That's indeed a good blog + I noticed the stuff about occupancy. Isn't no barriers supposed to be a major win especially for divergent workloads? As soon as producer is finished, no more BS waiting for the last SIMD32 thread to complete?
I've prob spent too much time looking at this stuff xD This article introduces:
Our primer on GPU Work Graphs introduces this exciting new paradigm for graphics developers, which enable a live shader kernel to dispatch new workloads on-demand without needing to circle back around to the CPU first.
gpuopen.com
So
#1 API flexibility
#2 Cachemem efficiency boost
#3 No more fixed limitations where one weak link can stall entire execution
#4 Very much the same as #3, but due additional factors.
The SIGGRAPH 2025 PDF notes are a gold mine:
Page 253 illustrates why running multiple material shaders at once within a SIMD unit is a terrible idea. But by having a material node for each unique material this can be avoided altogether ensuring only coherent material shaders are being run.
From a hardware angle to properly benefit from this we would need to defer the any-hit shader evaluations, since performing a SE/GPC global payload sort is required
to ensure there's plenty of any-hit requests to choose from.
This is to ensure only one material node at a time is being executed for the material shaders. This is misleading the producer results can accumulate via the global payload sorter until these can be sent to the consumers. No expensive writes to global memory. Should allow the GPU to achieve very high occupancy.
Because only one or a few to one material node at a time is executed in compute units, we can achieve very high occupancy. If there's more than one node a simple partial sort should be enough to ensure coherent shader execution.

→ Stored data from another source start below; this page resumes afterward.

PR #200, opened 2023-07-07
Enable and fix compiler warnings

ChrisThrasher:
This caught a few bugs with incorrect conversions, string truncations, and incorrect transform comparisons.

### DIFF
--- a/src/SFML/Network/IpAddress.cpp
+++ b/src/SFML/Network/IpAddress.cpp
@@ -35,8 +35,8 @@ namespace
     // Helper function for converting a SFML address to a CSFML one
     sfIpAddress fromSFMLAddress(sf::IpAddress address)
     {
-        sfIpAddress result;
-        strncpy(result.address, address.toString().c_str(), 16);
+        sfIpAddress result = {0};
+        strncpy(result.address, address.toString().c_str(), 15);
 
         return result;
     }
--- a/cmake/CompilerWarnings.cmake
+++ b/cmake/CompilerWarnings.cmake
@@ -1,0 +1,103 @@
+# from here:
+#
+# https://github.com/lefticus/cppbestpractices/blob/master/02-Use_the_Tools_Available.md
+
+# Helper function to enable compiler warnings for a specific set of files
+function(set_file_warnings)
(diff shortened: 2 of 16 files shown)


src/SFML/Network/IpAddress.cpp
```diff
@@ -36,7 +36,7 @@ namespace
     sfIpAddress fromSFMLAddress(sf::IpAddress address)
     {
         sfIpAddress result;
-        strncpy(result.address, address.toString().c_str(), 16);
+        strncpy(result.address, address.toString().c_str(), 15);
```
eXpl0it3r, line 39: No `\0` terminator?

ChrisThrasher: `result.address` is a `char` array of length 16. That means it can only fit 15 character + `\0`. If you call [`strncpy`](https://en.cppreference.com/w/cpp/string/byte/strncpy) with a count of 16 and the string you're copying from with 16 characters or longer, you end up copying the first 16 non-null character into that array of 16 characters and are left with a string that is not null terminated. If the string is not null terminated, you're prone to accidentally read off the end of that array.

eXpl0it3r: Ah, I see

kimci86: Don't you need to set the last char? I believe it is not initialized.
`result.address[15] = '\0';`

ChrisThrasher: `strncpy` fills in all remaining characters will null so we don’t have to do that manually

ChrisThrasher: Good point. We may want to initialize that buffer to all zeros first.

ChrisThrasher: https://github.com/SFML/CSFML/compare/515ef0ef193f3f8332be271f0aca186316d68d3c..5bdfdb4b10d25134ad2d8b877ef519958e3f2a30

I made sure that we're initializing the `sfIpAddress` before writing to it. I wish there was a more elegant solution but this is the best I could come up with.

kimci86 (approved):

eXpl0it3r (approved):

Thus extremely high coherence could be expected, likely eclipsing what is currently afforded by SER in DXR 1.2 So no more thread divergence and also no more low occupancy. Since PT is largely shading, not traversal, the potential improvement here is significant.

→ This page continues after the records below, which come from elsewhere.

PR #201, opened 2023-07-08
Expand CI pipeline

ChrisThrasher:
This PR started off adding new compilers. Eventually I added static builds (instead of only shared builds) and quickly discovered there were some issues with incorrect `dllimport`/`dllexport` statements. I found out that CSFML lacked the same `CSFML_STATIC` definition that SFML has for supported static library builds so I ported that over from SFML in an identical fashion and now the new and improved CI pipeline is happy.

EDIT: I removed the static library bits so this PR is now only about adding CI jobs

### DIFF
--- a/.github/workflows/ci.yml
+++ b/.github/workflows/ci.yml
@@ -15,6 +15,7 @@ jobs:
         - { name: Windows VS2022, os: windows-2022 }
         - { name: Windows ClangCL, os: windows-2022, flags: -T ClangCL }
         - { name: Windows Clang,  os: windows-2022, flags: -DCMAKE_C_COMPILER=clang -DCMAKE_CXX_COMPILER=clang++ -GNinja }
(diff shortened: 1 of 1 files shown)


eXpl0it3r:
The reason we didn't really support static linking with CSFML is, that it stops being a C-library when you link it statically, as [the C linker wouldn't know what to do with these C++ symbols](https://en.sfml-dev.org/forums/index.php?topic=13908.msg97523#msg97523). Not exactly sure if allowing to link CSFML statically as C++ library is really useful in any way, as you then could just directly use SFML to begin with... 🤔

ChrisThrasher:
If static builds aren't reasonable then let's hardcode the use of shared libraries into CSFML itself. We can use the `SHARED` argument to `add_library` to make sure only shared libs get built and totally ignore the value of `BUILD_SHARED_LIBS`.

For now I'll remove the static lib stuff from this PR so it's only about new CI jobs.

eXpl0it3r (approved):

By moving the entire RT pipeline into a work graph, not just the compute shader passes, additional efficiencies are adventitiously exploited to ensure a pipeline that's even more coherent and has even higher occupancy, thus eliminating most if not all bubbles, barriers, and empty launches.
Regular gaming workloads can benefit too, but will unlock new possibilities for GPU driven procedural content generation, complex systems on GPUs (AI and physics), neural shading, and as already mentioned ray and path tracing.

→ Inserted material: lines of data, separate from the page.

PR #204, opened 2023-09-06
Disable faulty Windows Clang job

ChrisThrasher:
The problem is that the Windows CI image hasn't yet be updated to Clang 16. See this PR for progress on fixing it

https://github.com/actions/runner-images/pull/8134

This has been merged but we still have to wait for the changes to propogate to all runners.


ChrisThrasher:
https://github.com/SFML/CSFML/actions/runs/6103425060

Here's an example of this job failing.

For a HW architecture that is hard coded (you know which one) to match this capability across the entire stack, which includes building a robust cachemem foundation, I suspect we could see massive benefits. Hopefully in the best case mirroring or even exceeding the
occupancy coherence of the Pixel shaders pass in the
C&C's coverage. Going from 30-45%
occupancy coherence to ~90% is 2-3X higher
occupancy coherence is a big deal. I know the
Chips and Cheese's SER article math includes traversal step as well, but even if these benefits only applied to shading it would still be a
complete gamechanger.
All this sounds too good to be true so can anyone please provide a sanity check or shoot it down if it's misleading?